- _Task item_: When the string "rules" appears in a line of the records, show the whole line.

[Dataset entries]
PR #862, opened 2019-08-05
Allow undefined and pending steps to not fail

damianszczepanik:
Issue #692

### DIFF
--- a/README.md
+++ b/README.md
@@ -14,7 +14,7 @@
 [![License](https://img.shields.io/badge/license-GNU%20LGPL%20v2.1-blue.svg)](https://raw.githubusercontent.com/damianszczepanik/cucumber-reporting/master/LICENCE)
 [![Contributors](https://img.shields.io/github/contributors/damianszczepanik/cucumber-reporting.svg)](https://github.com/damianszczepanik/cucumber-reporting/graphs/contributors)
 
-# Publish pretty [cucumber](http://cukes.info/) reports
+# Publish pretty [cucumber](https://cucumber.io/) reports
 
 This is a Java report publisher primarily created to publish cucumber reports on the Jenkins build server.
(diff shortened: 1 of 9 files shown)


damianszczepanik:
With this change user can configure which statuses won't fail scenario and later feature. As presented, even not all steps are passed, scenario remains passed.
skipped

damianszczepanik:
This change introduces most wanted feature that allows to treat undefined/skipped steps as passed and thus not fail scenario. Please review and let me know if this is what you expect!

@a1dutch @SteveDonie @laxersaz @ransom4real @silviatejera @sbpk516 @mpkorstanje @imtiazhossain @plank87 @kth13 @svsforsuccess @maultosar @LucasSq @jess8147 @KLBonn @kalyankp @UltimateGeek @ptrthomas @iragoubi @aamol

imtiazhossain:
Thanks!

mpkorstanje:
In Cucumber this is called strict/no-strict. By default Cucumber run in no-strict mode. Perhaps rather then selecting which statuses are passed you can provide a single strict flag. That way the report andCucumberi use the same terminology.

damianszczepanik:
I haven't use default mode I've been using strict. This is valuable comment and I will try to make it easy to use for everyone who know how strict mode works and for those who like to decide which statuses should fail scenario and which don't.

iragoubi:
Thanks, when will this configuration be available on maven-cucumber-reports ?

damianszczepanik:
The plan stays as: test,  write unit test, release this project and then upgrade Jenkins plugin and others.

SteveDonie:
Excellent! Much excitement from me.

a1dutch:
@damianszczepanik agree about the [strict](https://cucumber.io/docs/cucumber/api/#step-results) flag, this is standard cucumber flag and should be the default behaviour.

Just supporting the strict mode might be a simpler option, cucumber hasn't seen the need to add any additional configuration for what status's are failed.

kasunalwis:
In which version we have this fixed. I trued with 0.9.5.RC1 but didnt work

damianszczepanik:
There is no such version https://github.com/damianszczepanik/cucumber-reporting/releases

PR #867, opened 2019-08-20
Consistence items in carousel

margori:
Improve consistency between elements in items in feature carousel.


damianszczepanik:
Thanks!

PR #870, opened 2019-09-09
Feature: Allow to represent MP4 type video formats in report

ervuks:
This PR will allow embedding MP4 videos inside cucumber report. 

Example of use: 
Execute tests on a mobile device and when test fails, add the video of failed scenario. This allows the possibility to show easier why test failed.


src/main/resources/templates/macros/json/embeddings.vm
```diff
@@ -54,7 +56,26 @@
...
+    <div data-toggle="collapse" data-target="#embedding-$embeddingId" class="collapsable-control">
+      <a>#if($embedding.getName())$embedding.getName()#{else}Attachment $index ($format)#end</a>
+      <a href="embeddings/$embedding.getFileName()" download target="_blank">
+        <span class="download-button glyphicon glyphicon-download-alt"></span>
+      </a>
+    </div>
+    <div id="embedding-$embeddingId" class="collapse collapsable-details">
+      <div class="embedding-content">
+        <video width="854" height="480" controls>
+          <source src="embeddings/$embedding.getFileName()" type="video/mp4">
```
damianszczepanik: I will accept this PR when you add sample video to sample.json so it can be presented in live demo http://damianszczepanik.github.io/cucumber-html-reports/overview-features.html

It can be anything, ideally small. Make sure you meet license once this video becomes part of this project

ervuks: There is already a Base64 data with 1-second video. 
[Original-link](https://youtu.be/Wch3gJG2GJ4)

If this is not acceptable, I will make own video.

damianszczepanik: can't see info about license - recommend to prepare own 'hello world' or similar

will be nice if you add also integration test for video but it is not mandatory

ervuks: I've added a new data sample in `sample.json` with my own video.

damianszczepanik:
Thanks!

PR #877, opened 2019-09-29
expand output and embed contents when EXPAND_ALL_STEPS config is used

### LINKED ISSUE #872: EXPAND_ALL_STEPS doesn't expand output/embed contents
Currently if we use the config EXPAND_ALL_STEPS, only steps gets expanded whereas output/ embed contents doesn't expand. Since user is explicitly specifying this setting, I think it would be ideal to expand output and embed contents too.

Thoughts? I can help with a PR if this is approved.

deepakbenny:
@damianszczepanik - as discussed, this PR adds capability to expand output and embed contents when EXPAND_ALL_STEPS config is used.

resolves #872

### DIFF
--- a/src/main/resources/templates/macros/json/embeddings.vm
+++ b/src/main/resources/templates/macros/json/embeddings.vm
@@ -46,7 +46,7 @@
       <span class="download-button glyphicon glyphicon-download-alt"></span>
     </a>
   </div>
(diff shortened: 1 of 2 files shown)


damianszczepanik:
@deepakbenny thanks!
* * *
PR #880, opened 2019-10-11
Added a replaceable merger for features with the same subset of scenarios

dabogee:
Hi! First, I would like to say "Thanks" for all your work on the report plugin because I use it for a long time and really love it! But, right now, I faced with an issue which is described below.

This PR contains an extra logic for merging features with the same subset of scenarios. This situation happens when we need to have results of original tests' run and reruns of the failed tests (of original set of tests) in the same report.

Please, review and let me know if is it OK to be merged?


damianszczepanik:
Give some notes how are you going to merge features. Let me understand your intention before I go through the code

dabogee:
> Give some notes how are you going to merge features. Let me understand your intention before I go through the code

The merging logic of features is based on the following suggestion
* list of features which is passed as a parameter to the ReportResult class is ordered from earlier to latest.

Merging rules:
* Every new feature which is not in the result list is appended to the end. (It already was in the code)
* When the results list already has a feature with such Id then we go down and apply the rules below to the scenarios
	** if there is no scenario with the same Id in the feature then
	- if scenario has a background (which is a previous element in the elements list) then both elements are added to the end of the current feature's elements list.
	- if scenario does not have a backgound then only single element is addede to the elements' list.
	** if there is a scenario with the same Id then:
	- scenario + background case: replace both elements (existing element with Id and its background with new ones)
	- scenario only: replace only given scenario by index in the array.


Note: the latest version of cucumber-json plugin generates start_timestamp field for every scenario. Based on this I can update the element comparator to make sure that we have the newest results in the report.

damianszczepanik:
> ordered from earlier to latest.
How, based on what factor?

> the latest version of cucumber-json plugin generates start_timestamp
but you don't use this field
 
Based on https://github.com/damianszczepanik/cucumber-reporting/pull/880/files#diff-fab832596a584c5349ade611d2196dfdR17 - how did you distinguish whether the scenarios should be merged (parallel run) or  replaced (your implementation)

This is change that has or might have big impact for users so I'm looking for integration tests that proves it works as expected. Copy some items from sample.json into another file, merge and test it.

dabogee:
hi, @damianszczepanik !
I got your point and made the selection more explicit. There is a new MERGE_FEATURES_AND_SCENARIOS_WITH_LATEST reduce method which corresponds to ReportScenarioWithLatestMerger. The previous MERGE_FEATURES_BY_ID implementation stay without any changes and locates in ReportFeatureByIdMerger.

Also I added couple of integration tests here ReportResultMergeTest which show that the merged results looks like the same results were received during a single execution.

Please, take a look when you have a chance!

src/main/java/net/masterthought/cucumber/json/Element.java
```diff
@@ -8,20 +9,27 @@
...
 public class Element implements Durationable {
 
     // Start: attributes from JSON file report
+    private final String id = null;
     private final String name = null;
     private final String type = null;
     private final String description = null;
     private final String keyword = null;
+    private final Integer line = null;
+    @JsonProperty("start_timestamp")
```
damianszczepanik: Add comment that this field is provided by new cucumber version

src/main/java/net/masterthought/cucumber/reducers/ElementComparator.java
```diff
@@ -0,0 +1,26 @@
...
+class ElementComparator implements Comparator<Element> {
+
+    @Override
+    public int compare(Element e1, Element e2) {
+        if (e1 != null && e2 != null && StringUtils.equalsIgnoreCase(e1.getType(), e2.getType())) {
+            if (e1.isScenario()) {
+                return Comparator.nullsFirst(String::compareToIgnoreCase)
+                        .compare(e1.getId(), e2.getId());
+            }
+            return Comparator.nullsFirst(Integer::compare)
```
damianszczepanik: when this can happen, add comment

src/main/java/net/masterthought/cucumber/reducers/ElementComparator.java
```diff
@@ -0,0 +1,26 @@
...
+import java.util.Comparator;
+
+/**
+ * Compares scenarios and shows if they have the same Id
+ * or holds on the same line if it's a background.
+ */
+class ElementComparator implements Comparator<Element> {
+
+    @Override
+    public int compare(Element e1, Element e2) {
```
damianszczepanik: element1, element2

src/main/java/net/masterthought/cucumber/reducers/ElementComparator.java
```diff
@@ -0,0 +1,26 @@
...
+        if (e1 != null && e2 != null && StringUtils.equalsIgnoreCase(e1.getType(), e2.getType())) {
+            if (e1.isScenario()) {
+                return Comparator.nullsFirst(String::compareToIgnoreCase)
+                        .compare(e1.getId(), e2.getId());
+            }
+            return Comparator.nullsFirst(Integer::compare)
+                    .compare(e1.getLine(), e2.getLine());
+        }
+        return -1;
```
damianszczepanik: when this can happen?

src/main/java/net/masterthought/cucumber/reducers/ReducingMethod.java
--
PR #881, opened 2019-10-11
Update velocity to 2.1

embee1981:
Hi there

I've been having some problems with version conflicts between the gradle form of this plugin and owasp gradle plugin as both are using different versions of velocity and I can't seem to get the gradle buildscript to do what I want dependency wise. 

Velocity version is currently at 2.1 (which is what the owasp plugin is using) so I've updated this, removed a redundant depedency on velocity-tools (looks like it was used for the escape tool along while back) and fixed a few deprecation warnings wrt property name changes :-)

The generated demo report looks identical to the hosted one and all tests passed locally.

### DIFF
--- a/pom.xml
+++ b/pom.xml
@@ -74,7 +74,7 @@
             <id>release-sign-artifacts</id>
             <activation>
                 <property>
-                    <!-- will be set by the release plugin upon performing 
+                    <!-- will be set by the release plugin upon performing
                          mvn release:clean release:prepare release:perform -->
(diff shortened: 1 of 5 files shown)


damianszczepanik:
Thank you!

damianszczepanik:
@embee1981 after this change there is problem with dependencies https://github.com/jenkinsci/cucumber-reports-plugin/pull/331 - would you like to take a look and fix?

- _Task result_:
Merging rules:
* When the results list already has a feature with such Id then we go down and apply the rules below to the scenarios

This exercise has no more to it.